In [1]:
import numpy as np

# Problem description: The robot aims to clean the dusts in room D.
# The layout of the rooms are shown below.
# --------------
# |  A  |  B   |
# --------------
# |  C  | .D.  |
# --------------

# Define states
states = [
    's1',  # at A, D uncleaned
    's2',  # at B, D uncleaned
    's3',  # at C, D uncleaned
    's4',  # at D, D uncleaned
    's5'   # at D, D cleaned
]

# Terminal state is s5, where D is cleaned
terminal_states = ['s5']

# Define actions
actions = ['left', 'right', 'up', 'down', 'suck']

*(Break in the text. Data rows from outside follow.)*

Issue #5841, opened 2023-10-17
P1 Meter - Voltage swell and sag devices are not created unless there are swells or lags


robk358:
[2023.2] (build 15603)
"P1 Smart meter" swell and sag devices are created only if there are swells or lags (and device discovery is on).
A zero value of a swell or sag is also a valid value..

Tests for sag/swell values in P1MeterBase::MatchLine() should compare with "-1" instead of "> 0"

gizmocuz:
Thanks for your PR!

It was indeed my idea to not add them if there was no data... But happy to accept this patch if you think it's better

robk358:
i think it's better to add them: if you want to trigger an alert, the device(s) needs to be present. (and if you don't want to use the devices, you can disable them)

gizmocuz:
Okey will do! Thanks!

PR #5842, opened 2023-10-17
Fix for #5841

robk358:
fix: P1 Meter - Voltage swell and sag devices are not created unless there are swells or lags


gizmocuz:
Thank you for the PR!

# Applicable actions for each state, except terminal states
applicable_actions = [
    ['right', 'down', 'suck'],  # for state s1
    ['left', 'down', 'suck'],  # for state s2
    ['right', 'up', 'suck'],  # for state s3
    ['left', 'up', 'suck']  # for state s4
]

# Next state when applying each applicable action in each state
next_states = [
    ['s2', 's3', 's1'],   # s'(s1, a)
    ['s1', 's4', 's2'],   # s'(s2, a)
    ['s4', 's1', 's3'],   # s'(s3, a)
    ['s3', 's2', 's5']   # s'(s4, a)
]

# Reward when applying each applicable action in each state
rewards = [
    [-0.04, -0.04, -0.1],   # r(s1, a)
    [-0.04, -0.04, -0.1],   # r(s2, a)
    [-0.04, -0.04, -0.1],   # r(s3, a)
    [-0.04, -0.04, -0.1]   # r(s4, a)
]

# Discount factor
gamma = 0.9

# When reaching the terminal state s5, we receive a reward of 1.0.
terminal_reward = 1.0

###
# Policy evaluation
###

"""
This policy evaluation method takes a policy 
and returns the state values for all the states under this policy, 
except the terminal states.
"""
def policy_evaluation(policy):
    v = {} # initialise a dictionary 'v' to map states to state values
    for state in states:
        # foreach terminal state s_T, initialise its state value as its predefined reward v_π(s_T) = r_sT
        if state in terminal_states: 
            v[state] = terminal_reward
        # foreach state, set its state value v_π(s) to 0
        else: 
            v[state] = 0
            
    # Iterate until convergence
    while True:
        delta = 0 # value gap ∆ = 0
        # iterate over each state (except terminal states)
        for i, state in enumerate(states[:-1]): # excluding last index, which is terminal state s5
            v_old = v[state] # copying old state value to v_old
            
            # Updating state value: finding all the calculation components
            action = policy[state] # Get the action for the state from the policy dictionary
            action_index = applicable_actions[i].index(action) # find the index of that action in the applicable_actions list
            next_state = next_states[i][action_index] # Get the next state for the current (state, action) pair
            reward = rewards[i][action_index] # Get the reward for the current (state, action) pair

            # Calculate the updated the state value: v_π(s) = r_(s,π(s)) + γ ∗ v_π(s′_(s,π(s)))
            v[state] = reward + gamma * v[next_state]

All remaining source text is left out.